Locate the string "giovannicimolin" in the records below. Copy every line where it occurs.

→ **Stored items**

● ● ● ● ●

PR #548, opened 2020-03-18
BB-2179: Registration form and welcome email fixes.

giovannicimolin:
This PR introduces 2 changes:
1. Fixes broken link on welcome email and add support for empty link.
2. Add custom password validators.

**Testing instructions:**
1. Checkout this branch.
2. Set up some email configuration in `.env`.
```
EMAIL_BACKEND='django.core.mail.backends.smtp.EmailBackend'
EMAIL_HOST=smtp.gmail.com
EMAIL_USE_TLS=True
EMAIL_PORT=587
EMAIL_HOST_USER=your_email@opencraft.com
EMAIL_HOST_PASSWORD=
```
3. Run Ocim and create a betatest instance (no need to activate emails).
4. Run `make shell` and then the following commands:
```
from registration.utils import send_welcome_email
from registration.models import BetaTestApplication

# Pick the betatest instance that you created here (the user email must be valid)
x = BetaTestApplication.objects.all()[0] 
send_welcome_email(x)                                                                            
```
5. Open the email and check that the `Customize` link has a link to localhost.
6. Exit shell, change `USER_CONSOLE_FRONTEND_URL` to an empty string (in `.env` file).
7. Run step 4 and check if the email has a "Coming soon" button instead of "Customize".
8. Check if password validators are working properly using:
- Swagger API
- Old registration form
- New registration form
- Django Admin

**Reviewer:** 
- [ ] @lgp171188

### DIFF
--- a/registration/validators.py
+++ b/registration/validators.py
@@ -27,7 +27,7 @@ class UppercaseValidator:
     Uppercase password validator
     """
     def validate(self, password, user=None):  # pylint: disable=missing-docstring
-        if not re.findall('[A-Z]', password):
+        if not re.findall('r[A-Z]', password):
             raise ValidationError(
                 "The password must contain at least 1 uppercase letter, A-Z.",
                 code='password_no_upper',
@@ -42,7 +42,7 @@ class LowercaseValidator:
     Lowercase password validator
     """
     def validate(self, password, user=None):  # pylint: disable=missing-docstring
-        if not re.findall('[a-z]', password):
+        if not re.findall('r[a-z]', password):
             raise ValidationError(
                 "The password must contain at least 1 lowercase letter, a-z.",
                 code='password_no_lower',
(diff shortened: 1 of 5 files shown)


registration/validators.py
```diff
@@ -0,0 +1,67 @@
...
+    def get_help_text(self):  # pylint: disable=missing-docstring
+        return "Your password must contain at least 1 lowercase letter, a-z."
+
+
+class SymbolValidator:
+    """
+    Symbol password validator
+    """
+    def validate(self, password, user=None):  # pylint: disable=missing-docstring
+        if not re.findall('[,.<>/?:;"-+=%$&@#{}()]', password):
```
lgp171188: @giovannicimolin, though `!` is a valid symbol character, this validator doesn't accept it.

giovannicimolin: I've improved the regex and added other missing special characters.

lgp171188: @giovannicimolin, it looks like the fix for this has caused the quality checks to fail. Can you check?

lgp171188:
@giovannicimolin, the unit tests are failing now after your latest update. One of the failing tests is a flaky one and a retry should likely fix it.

● ● ● ● ●

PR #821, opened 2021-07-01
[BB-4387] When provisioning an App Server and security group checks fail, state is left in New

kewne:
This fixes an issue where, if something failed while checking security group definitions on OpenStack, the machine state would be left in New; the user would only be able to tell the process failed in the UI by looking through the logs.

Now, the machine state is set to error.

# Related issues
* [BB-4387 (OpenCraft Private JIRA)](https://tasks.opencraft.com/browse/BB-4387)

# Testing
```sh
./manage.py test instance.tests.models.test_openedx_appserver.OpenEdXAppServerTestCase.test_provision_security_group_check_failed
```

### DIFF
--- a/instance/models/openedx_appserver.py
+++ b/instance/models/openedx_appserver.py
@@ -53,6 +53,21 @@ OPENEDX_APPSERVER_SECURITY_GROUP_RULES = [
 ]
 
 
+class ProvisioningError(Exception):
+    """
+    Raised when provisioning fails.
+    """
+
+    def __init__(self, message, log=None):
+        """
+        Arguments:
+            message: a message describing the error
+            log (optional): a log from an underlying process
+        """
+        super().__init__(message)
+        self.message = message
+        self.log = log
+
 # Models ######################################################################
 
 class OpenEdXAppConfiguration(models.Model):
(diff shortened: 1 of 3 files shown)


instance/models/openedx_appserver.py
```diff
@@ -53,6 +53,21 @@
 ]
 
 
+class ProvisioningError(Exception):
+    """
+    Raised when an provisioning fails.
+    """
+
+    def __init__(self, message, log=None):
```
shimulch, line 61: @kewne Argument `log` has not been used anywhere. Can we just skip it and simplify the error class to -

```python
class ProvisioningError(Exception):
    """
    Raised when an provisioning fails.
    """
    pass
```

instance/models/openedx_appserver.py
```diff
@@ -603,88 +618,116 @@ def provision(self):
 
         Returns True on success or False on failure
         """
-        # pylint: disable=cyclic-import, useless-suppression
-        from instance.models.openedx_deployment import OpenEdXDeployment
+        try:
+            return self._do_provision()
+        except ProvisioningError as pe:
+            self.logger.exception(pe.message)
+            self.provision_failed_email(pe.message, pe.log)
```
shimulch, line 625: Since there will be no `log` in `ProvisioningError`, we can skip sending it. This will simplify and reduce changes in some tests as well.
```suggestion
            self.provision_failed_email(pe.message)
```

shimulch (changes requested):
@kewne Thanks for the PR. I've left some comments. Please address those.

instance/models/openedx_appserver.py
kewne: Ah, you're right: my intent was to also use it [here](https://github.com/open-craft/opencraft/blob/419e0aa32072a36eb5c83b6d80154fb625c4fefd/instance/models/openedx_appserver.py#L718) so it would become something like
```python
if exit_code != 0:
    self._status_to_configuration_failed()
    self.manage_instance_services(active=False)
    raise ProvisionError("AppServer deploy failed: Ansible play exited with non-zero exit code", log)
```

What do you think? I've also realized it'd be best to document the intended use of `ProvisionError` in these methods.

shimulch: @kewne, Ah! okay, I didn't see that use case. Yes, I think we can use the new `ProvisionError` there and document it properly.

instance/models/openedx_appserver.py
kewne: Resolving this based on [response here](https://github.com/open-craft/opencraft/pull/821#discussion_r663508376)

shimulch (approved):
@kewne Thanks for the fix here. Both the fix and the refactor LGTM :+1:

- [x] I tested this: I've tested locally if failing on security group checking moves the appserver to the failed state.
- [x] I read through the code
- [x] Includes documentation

● ● ● ● ●

→ **WRITTEN ANSWER**
giovannicimolin:
lgp171188: @giovannicimolin, though `!` is a valid symbol character, this validator doesn't accept it.
giovannicimolin: I've improved the regex and added other missing special characters.
lgp171188: @giovannicimolin, it looks like the fix for this has caused the quality checks to fail. Can you check?
@giovannicimolin, the unit tests are failing now after your latest update. One of the failing tests is a flaky one and a retry should likely fix it.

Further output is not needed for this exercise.